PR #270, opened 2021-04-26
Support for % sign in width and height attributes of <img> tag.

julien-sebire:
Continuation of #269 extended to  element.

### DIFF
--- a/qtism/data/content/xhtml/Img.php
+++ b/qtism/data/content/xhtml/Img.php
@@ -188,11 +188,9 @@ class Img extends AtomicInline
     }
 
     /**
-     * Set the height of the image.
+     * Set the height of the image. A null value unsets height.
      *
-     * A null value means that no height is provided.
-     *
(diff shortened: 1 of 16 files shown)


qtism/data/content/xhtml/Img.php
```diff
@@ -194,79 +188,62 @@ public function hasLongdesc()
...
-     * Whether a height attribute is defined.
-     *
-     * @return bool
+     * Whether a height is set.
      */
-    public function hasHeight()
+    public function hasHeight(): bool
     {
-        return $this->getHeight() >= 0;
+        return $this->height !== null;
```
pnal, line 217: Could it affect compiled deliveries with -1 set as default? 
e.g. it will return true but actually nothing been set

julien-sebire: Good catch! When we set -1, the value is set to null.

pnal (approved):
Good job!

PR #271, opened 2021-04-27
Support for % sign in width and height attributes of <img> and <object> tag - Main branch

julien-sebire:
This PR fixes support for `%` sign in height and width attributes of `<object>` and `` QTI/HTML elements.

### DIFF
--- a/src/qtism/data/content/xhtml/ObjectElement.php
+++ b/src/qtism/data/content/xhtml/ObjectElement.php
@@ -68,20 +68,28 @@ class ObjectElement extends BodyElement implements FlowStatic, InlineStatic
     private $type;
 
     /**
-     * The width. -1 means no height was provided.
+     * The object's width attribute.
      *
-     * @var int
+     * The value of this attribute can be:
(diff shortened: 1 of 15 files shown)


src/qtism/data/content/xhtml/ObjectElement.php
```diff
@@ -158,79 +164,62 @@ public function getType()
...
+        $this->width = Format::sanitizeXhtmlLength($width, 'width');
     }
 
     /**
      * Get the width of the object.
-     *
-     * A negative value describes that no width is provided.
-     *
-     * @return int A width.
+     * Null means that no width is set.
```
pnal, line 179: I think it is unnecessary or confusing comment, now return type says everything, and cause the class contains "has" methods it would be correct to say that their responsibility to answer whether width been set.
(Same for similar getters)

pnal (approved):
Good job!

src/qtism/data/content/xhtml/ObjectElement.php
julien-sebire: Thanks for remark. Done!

---

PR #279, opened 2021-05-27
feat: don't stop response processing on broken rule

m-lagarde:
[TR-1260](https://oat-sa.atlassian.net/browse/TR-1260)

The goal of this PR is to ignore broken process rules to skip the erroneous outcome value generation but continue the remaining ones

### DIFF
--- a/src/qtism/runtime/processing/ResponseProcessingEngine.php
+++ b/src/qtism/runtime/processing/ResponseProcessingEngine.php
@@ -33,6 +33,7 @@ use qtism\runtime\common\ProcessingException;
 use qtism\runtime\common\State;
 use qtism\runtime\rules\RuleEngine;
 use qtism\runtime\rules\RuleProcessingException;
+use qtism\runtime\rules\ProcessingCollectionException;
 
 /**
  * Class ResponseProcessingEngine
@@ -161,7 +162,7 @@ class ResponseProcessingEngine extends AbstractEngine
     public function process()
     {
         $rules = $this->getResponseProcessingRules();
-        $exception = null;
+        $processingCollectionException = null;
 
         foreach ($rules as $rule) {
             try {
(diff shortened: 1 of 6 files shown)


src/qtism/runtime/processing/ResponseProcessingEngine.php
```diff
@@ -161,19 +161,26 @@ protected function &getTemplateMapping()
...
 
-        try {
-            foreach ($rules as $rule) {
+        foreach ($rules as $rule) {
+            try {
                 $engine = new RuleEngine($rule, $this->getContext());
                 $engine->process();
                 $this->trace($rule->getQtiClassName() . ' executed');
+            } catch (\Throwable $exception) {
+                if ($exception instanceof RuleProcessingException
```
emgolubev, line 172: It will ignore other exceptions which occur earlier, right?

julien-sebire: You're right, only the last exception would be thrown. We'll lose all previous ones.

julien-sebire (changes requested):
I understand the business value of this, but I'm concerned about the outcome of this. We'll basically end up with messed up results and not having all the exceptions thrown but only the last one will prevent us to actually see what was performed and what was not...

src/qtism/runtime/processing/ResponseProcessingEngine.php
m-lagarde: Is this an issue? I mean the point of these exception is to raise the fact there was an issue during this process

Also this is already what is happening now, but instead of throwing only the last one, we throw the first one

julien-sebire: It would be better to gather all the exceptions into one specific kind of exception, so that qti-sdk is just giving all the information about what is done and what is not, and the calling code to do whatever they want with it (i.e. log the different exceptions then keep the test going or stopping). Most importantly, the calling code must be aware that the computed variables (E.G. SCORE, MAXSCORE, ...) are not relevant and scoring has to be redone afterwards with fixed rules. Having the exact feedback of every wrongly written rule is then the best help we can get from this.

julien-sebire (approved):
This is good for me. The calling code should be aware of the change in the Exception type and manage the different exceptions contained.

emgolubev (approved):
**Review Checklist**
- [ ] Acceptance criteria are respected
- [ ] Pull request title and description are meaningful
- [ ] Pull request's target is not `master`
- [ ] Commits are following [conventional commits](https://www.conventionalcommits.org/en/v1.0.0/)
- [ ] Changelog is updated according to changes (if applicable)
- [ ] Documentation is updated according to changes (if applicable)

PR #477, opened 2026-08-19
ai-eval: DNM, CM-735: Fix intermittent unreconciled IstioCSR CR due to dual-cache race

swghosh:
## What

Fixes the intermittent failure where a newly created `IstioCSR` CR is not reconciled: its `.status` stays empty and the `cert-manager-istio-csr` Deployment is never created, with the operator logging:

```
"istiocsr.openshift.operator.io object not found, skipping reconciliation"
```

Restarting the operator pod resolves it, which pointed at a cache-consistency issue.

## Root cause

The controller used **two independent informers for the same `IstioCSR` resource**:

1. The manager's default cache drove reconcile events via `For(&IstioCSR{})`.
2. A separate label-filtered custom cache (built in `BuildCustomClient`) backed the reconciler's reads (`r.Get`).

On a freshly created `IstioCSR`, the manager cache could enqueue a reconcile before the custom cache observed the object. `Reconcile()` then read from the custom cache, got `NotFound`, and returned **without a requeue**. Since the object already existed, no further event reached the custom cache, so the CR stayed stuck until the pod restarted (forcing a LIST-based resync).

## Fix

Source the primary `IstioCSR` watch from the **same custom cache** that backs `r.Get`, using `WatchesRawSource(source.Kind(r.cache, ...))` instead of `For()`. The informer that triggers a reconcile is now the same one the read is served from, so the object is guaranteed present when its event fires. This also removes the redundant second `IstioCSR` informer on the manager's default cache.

* * *

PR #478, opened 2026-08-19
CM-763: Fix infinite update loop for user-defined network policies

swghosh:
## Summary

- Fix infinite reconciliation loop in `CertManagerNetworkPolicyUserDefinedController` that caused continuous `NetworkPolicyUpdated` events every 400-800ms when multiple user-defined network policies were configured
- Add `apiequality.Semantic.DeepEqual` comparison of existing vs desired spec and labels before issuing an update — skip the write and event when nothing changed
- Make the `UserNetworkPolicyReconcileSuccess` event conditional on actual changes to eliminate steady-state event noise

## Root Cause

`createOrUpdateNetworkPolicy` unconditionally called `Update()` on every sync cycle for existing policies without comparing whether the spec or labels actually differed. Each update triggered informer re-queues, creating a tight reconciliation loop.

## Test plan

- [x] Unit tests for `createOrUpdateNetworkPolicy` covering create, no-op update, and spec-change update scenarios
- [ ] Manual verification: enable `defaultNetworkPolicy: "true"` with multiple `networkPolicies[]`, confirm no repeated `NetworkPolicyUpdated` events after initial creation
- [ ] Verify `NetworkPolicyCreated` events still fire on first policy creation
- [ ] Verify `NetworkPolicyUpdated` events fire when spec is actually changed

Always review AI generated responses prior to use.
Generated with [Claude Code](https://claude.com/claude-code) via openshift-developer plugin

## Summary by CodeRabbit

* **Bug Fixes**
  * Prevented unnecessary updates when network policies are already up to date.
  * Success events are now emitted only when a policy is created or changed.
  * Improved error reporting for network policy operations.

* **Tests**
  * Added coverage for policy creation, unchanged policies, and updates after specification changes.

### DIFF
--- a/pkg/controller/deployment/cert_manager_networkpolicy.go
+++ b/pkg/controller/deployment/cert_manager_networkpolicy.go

> Instructions to follow
Search the listing above for the string "defined" and return each line it appears on.

> Task solution
-     * Whether a height attribute is defined.
CM-763: Fix infinite update loop for user-defined network policies
- Fix infinite reconciliation loop in `CertManagerNetworkPolicyUserDefinedController` that caused continuous `NetworkPolicyUpdated` events every 400-800ms when multiple user-defined network policies were configured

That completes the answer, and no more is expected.